- What is required: Give back the records in full, with every line exactly as it was.

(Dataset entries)
____________________

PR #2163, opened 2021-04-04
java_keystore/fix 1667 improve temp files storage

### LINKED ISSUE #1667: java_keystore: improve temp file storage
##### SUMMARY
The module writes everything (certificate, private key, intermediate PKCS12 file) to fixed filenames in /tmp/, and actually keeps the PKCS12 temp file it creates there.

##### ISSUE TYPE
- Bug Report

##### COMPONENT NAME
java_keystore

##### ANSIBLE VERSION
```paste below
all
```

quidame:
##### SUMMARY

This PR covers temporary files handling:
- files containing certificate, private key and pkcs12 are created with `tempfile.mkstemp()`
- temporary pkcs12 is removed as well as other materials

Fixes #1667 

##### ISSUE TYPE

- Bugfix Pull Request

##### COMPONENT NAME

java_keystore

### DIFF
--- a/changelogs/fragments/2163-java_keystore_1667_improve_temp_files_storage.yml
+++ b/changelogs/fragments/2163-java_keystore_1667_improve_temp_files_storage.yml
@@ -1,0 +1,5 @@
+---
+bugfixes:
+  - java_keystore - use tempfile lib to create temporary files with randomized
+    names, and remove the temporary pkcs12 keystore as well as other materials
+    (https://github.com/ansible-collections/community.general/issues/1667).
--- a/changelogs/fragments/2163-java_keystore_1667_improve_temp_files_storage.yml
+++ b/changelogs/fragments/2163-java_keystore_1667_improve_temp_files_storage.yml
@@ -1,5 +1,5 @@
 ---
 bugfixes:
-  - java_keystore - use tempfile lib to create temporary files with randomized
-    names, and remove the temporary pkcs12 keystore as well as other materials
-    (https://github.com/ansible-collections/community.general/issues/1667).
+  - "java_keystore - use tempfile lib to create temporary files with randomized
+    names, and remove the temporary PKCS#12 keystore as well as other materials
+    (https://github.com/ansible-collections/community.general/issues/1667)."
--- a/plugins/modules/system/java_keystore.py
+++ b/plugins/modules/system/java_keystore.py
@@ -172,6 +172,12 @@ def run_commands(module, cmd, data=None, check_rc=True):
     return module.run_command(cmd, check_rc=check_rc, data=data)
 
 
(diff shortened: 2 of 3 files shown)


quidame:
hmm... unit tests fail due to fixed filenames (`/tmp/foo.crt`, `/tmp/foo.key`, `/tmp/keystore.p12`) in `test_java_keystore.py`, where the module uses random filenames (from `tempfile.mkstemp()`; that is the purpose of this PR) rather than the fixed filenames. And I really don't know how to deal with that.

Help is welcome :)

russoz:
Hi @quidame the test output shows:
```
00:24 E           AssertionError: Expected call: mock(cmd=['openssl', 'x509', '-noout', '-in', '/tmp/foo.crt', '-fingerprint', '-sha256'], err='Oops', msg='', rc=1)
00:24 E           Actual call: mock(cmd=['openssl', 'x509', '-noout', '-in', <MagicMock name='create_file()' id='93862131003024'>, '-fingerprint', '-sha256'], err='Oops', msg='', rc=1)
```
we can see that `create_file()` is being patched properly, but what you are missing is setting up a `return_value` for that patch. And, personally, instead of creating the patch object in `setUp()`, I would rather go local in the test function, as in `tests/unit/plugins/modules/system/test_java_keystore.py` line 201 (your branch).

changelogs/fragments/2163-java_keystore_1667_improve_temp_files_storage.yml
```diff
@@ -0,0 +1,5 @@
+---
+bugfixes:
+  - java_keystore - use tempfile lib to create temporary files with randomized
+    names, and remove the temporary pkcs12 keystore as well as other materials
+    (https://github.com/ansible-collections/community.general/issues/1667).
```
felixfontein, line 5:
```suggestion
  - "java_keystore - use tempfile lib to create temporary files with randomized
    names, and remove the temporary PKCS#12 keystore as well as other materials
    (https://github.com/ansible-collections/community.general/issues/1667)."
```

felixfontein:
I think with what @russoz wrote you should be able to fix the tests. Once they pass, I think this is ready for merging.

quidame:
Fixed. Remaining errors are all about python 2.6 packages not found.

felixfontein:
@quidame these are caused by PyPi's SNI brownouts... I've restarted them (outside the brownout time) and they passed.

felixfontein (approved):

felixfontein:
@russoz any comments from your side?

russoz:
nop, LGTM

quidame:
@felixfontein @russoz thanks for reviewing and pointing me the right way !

____________________

- Expected output:
PR #2163, opened 2021-04-04
java_keystore/fix 1667 improve temp files storage

### LINKED ISSUE #1667: java_keystore: improve temp file storage
##### SUMMARY
The module writes everything (certificate, private key, intermediate PKCS12 file) to fixed filenames in /tmp/, and actually keeps the PKCS12 temp file it creates there.

##### ISSUE TYPE
- Bug Report

##### COMPONENT NAME
java_keystore

##### ANSIBLE VERSION
```paste below
all
```

quidame:
##### SUMMARY

This PR covers temporary files handling:
- files containing certificate, private key and pkcs12 are created with `tempfile.mkstemp()`
- temporary pkcs12 is removed as well as other materials

Fixes #1667 

##### ISSUE TYPE

- Bugfix Pull Request

##### COMPONENT NAME

java_keystore

### DIFF
--- a/changelogs/fragments/2163-java_keystore_1667_improve_temp_files_storage.yml
+++ b/changelogs/fragments/2163-java_keystore_1667_improve_temp_files_storage.yml
@@ -1,0 +1,5 @@
+---
+bugfixes:
+  - java_keystore - use tempfile lib to create temporary files with randomized
+    names, and remove the temporary pkcs12 keystore as well as other materials
+    (https://github.com/ansible-collections/community.general/issues/1667).
--- a/changelogs/fragments/2163-java_keystore_1667_improve_temp_files_storage.yml
+++ b/changelogs/fragments/2163-java_keystore_1667_improve_temp_files_storage.yml
@@ -1,5 +1,5 @@
 ---
 bugfixes:
-  - java_keystore - use tempfile lib to create temporary files with randomized
-    names, and remove the temporary pkcs12 keystore as well as other materials
-    (https://github.com/ansible-collections/community.general/issues/1667).
+  - "java_keystore - use tempfile lib to create temporary files with randomized
+    names, and remove the temporary PKCS#12 keystore as well as other materials
+    (https://github.com/ansible-collections/community.general/issues/1667)."
--- a/plugins/modules/system/java_keystore.py
+++ b/plugins/modules/system/java_keystore.py
@@ -172,6 +172,12 @@ def run_commands(module, cmd, data=None, check_rc=True):
     return module.run_command(cmd, check_rc=check_rc, data=data)
 
 
(diff shortened: 2 of 3 files shown)


quidame:
hmm... unit tests fail due to fixed filenames (`/tmp/foo.crt`, `/tmp/foo.key`, `/tmp/keystore.p12`) in `test_java_keystore.py`, where the module uses random filenames (from `tempfile.mkstemp()`; that is the purpose of this PR) rather than the fixed filenames. And I really don't know how to deal with that.

Help is welcome :)

russoz:
Hi @quidame the test output shows:
```
00:24 E           AssertionError: Expected call: mock(cmd=['openssl', 'x509', '-noout', '-in', '/tmp/foo.crt', '-fingerprint', '-sha256'], err='Oops', msg='', rc=1)
00:24 E           Actual call: mock(cmd=['openssl', 'x509', '-noout', '-in', <MagicMock name='create_file()' id='93862131003024'>, '-fingerprint', '-sha256'], err='Oops', msg='', rc=1)
```
we can see that `create_file()` is being patched properly, but what you are missing is setting up a `return_value` for that patch. And, personally, instead of creating the patch object in `setUp()`, I would rather go local in the test function, as in `tests/unit/plugins/modules/system/test_java_keystore.py` line 201 (your branch).

changelogs/fragments/2163-java_keystore_1667_improve_temp_files_storage.yml
```diff
@@ -0,0 +1,5 @@
+---
+bugfixes:
+  - java_keystore - use tempfile lib to create temporary files with randomized
+    names, and remove the temporary pkcs12 keystore as well as other materials
+    (https://github.com/ansible-collections/community.general/issues/1667).
```
felixfontein, line 5:
```suggestion
  - "java_keystore - use tempfile lib to create temporary files with randomized
    names, and remove the temporary PKCS#12 keystore as well as other materials
    (https://github.com/ansible-collections/community.general/issues/1667)."
```

felixfontein:
I think with what @russoz wrote you should be able to fix the tests. Once they pass, I think this is ready for merging.

quidame:
Fixed. Remaining errors are all about python 2.6 packages not found.

felixfontein:
@quidame these are caused by PyPi's SNI brownouts... I've restarted them (outside the brownout time) and they passed.

felixfontein (approved):

felixfontein:
@russoz any comments from your side?

russoz:
nop, LGTM

quidame:
@felixfontein @russoz thanks for reviewing and pointing me the right way !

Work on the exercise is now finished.